PR #119, opened 2019-12-10
AP-1103 Calculate gross income threshold

mpw5:
## What

[Link to story](https://dsdmoj.atlassian.net/browse/AP-1103)

Added gross income upper threshold data and a mechanism for deriving the correct threshold.

* new database column on `gross_income_summary` to hold `upper_threshold`.
* new values in `config/thresholds` to hold threshold-related data: 
 - `gross_income_upper` - the basic threshold
 - `dependant_increase_starts_after` - the number of dependants above which the threshold is increased
 - `dependent_step` - the amount each additional dependant adds to the threshold
 - `infinite_gross_income_upper` - where the threshold is waived, an 'infinite' threshold applies. This is encoded as £999,999,999,999
* new `GrossIncomeCollator` class to calculate the correct threshold an persist it to the database

NOTE: values for the 2020 gross income threshold are not yet known. The `config/threshold` file has been left blank for these. The approach used in `GrossIncomeCollator` to calculate the threshold works for the 2018/2019 thresholds. If the structure of the 2020 threshold is significantly different, some rework will be necessary.

## Checklist

### DIFF
--- a/app/services/workflow_service/gross_income_collator.rb
+++ b/app/services/workflow_service/gross_income_collator.rb
@@ -1,0 +1,39 @@
+module WorkflowService
+  class GrossIncomeCollator < BaseWorkflowService
+    def call
+      {
+        upper_threshold: upper_threshold
+      }
+    end
+
+    private
+
+    def upper_threshold
+      return infinite_threshold if assessment.matter_proceeding_type == 'domestic_abuse' && assessment.applicant.involvement_type == 'applicant'
+
+      Threshold.value_for(:gross_income_upper, at: assessment.submission_date) + dependant_increase
+    end
+
+    def infinite_threshold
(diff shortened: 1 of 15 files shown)


app/services/workflow_service/gross_income_collator.rb
```diff
@@ -0,0 +1,39 @@
...
+      @dependant_increase_starts_after ||= Threshold.value_for(:dependant_increase_starts_after, at: assessment.submission_date)
+    end
+
+    def dependant_step
+      @dependant_step ||= Threshold.value_for(:dependant_step, at: assessment.submission_date)
+    end
+
+    def number_of_dependants
+      assessment.dependants.count
+    end
```
stephenrichards: Not all dependants, just child dependants

PR #124, opened 2019-12-12
AP1100 State benefits endpoint

Obsiye:
State benefits endpoint

[Link to story](https://dsdmoj.atlassian.net/secure/RapidBoard.jspa?rapidView=233&projectKey=AP&modal=detail&selectedIssue=AP-1100)

Add StateBenefit model and migration file
Add StateBenefitPayment model and migration file

Add StateBenefitsCreationService, which will save the state benefits and payments into the state benefit table using methods on the StateBenefit model.

Update StateBenefitType column from :description to :name

Add spec test for state benefit model and request
Add factory for state benefit type
Update APIPIE documentation

Important:

Edit circleci config to not use db:setup for testing as it seeds the database. Instead to use db:create db:schema:load , which stops the database from being seeded as part of circleci tests.

To note:

If it's a unknown state benefit type passed in and is not in the StateBenefitType table, the StateBenefit model has code to make use of (reference) the 'Other' state benefit type in the state benefits table.

## Checklist

### DIFF
--- a/app/controllers/state_benefits_controller.rb
+++ b/app/controllers/state_benefits_controller.rb
@@ -1,0 +1,51 @@
+class StateBenefitsController < ApplicationController
+  resource_description do
+    short 'Add state benefits to an assessment'
+    formats ['json']
+    description <<-END_OF_TEXT
+    == Description
+      Adds details of an applicants'state benefits to an assessment.
+    END_OF_TEXT
+  end
+
+  api :POST, 'assessments/:assessment_id/state_benefit', 'Create state benefit'
+  formats ['json']
+  param :assessment_id, :uuid, required: true
+  param :state_benefits, Array, desc: 'Collection of state benefits' do
+    param :name, String, required: true, desc: 'The state benefit name'
+    param :payments, Array, desc: 'Collection of payment dates and amounts' do
+      param :date, Date, date_option: :today_or_older, required: true, desc: 'The date payment received'
+      param :amount, :currency, 'Amount of payment'
+    end
+  end
+
+  returns code: :ok, desc: 'Successful response' do
+    property :objects, array_of: Object
+    property :success, ['true'], desc: 'Success flag shows true'
+  end
+  returns code: :unprocessable_entity do
+    property :errors, array_of: String, desc: 'Description of why object invalid'
+    property :success, ['false'], desc: 'Success flag shows false'
+  end
+
+  def create
+    if creation_service.success?
+      render_success objects: creation_service.result
+    else
+      render_unprocessable(creation_service.errors)
+    end
+  end
+
+  private
+
+  def creation_service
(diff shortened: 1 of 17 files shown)


spec/models/state_benefit_spec.rb
```diff
@@ -0,0 +1,40 @@
...
+        expect(subject.state_benefit_type_id).to eq excluded_state_benefit_type.id
+      end
+      it 'name is blank' do
+        expect(subject.name).to be_blank
+      end
+    end
+    context 'other state benefit' do
+      before do
+        StateBenefitType.find_or_create_by(label: 'other', name: 'Other state benefit type', exclude_from_gross_income: false)
+      end
```
Obsiye: I used StateBenefitType.find_or_create_by in the StateBenefit model test
to add the state benefit type 'other' into state benefit types table, if it does not exist.
Cases when 'other' doesn't exist is when the db/seed isn't performed in testing, however, in circleci the seeds are run. There'll be a duplicate 'other' record which will cause an error as there is a uniqueness constraint on label in the state benefit types table.

app/controllers/state_benefits_controller.rb
```diff
@@ -0,0 +1,51 @@
+class StateBenefitsController < ApplicationController
+  resource_description do
+    short 'Add state benefits to an assessment'
+    formats ['json']
+    description <<-END_OF_TEXT
+    == Description
+      Adds details of an applicant'state benefit payments to an assessment.
```
stephenrichards: applicant's state benefits payments....

spec/requests/state_benefits_spec.rb
```diff
@@ -0,0 +1,125 @@
...
+
+    let!(:state_benefit_type_1) { create :state_benefit_type }
+    let!(:state_benefit_type_2) { create :state_benefit_type }
+
+    subject { post assessment_state_benefits_path(assessment_id), params: params.to_json, headers: headers }
+
+    context 'valid payload' do
+      context 'with two state benefits' do
+        it 'returns http success', :show_in_doc do
+          subject
```
stephenrichards: you need a `:show_in_doc` for an unsuccessful request as well so that we get to see what the error response is like in the documentation.

spec/models/state_benefit_spec.rb
stephenrichards: `find_or_create` in tests is a bit of a code smell - it means that you're never sure what state your DB is in when you run the tests.

I think we're better off writing  a factory to create this record and using it in a `let!` statement instead of the one we have in line 6

Obsiye: Thanks, I removed this. It was a hack around the test database being seeded in circleci. As we were using db:setup (which seeded the test database) so I changed it to 'db:create db:schema:load' in the circleci config file.

PR #418, opened 2018-02-09
Call `index()` via namespace (zoo::)

IronistM:
### Description
Using the function `do_anomaly_detection()` fails because `zoo` package is not loaded. Since namespace loading is prefereed this is now prepended to the function.

### Checklist

- [x] Pass devtools::check()
- [x] Pass devtools::test()
- [x] Tested with Exploratory

Extra test cases are not strictly needed, IMO.


hideaki:
Thank you for the PR. Merged it!

PR #426, opened 2018-03-01
Make t-test/ANOVA more robust in case of group_by

hideaki:
### Description
In exp_ttext and exp_anova, we will keep going even if one of the group_by group has error, so that we can show the result from other groups.

### Checklist

- [ ] Pass devtools::check()
- [x] Pass devtools::test()
- [x] Tested with Exploratory


kei51e:
Looks good. Thanks for adding tests.

PR #429, opened 2018-03-12
Skip normality test for a column with always same value

hideaki:
### Description
- Skip normality test for a column with always same value
- Turn off Yate's correction for exp_chisq by default

### Checklist

- [ ] Pass devtools::check()
- [x] Pass devtools::test()
- [x] Tested with Exploratory

### DIFF
--- a/R/test_wrapper.R
+++ b/R/test_wrapper.R
@@ -548,7 +548,7 @@ exp_normality<- function(df, ..., n_sample = 50) {
     df.model <- data.frame()
 　  for (col in selected_cols) {
       if (n_distinct(df[[col]], na.rm=TRUE) <= 1) {
-        # skip if the column has only 1 unique value, to avoid error.
+        # skip if the column has only 1 unique value or only NAs, to avoid error.
         # TODO: show what happened in the summary table.
       }
       else {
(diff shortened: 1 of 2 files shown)


R/test_wrapper.R
```diff
@@ -542,34 +547,40 @@ exp_normality<- function(df, ..., n_sample = 50) {
...
-　    df.qqline <- dplyr::bind_rows(df.qqline, data.frame(x=c(min_x, max_x), refline_y=c(ref_min_y,ref_max_y), col=col))
-
-      if (n_sample > 5000) {
-        n_sample <- 5000 # shapiro.test takes only up to max of 5000 samples. 
-      }
-
-      if (length(df[[col]]) > n_sample) {
-        col_to_test <- sample(df[[col]], n_sample)
-        sample_size <- n_sample
+      if (n_distinct(df[[col]], na.rm=TRUE) <= 1) {
```
kei51e: Is there a case n_distinct(x) <1  ?

hideaki: It can happen when all values are NAs.

hideaki: Added comment.

kei51e: Would be great if you can add some comment on that.

PR #440, opened 2018-05-20
Add and export %in_or_all% operator

hideaki:
### Description
Add and export %in_or_all% operator

### Checklist

- [ ] Pass devtools::check()
- [ ] Pass devtools::test()
- [x] Tested with Exploratory


hideaki:
When vector with length more than 1 and a vector with length 1 is mixed in calculation, R treats the one with length 1 as if it has the same length as the other vector.
So I think leaving it length 1 should work most of the cases, and is more efficient.

kei51e:
We should follow the spec of what match function (%in%). 

image

I think we can just reverse the result of NULL case for this case.

```
> 1:10 %in% c(1,6)
 [1]  TRUE FALSE FALSE FALSE FALSE  TRUE FALSE FALSE FALSE FALSE
> 1:10 %in% NULL
 [1] FALSE FALSE FALSE FALSE FALSE FALSE FALSE FALSE FALSE FALSE
> !(1:10 %in% NULL)
 [1] TRUE TRUE TRUE TRUE TRUE TRUE TRUE TRUE TRUE TRUE
```

hideaki:
OK, I changed it so that it returns same length vector.

PR #441, opened 2018-05-22
chisq: preserve logical TRUE/FALSE order on chart

hideaki:
### Description
To preserve logical TRUE/FALSE order on chart, output should be casted back to logical when input columns were logical originally.

### Checklist

- [ ] Pass devtools::check()
- [x] Pass devtools::test()
- [x] Tested with Exploratory


kei51e:
Looks good. thanks for adding tests.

_INSTRUCTIONS FOR THE TASK_. Starting with the first line of the entries and ending with the line that has "the basic threshold", copy each line exactly and add nothing.

_OUTPUT_.
PR #119, opened 2019-12-10
AP-1103 Calculate gross income threshold

mpw5:
## What

[Link to story](https://dsdmoj.atlassian.net/browse/AP-1103)

Added gross income upper threshold data and a mechanism for deriving the correct threshold.

* new database column on `gross_income_summary` to hold `upper_threshold`.
* new values in `config/thresholds` to hold threshold-related data: 
 - `gross_income_upper` - the basic threshold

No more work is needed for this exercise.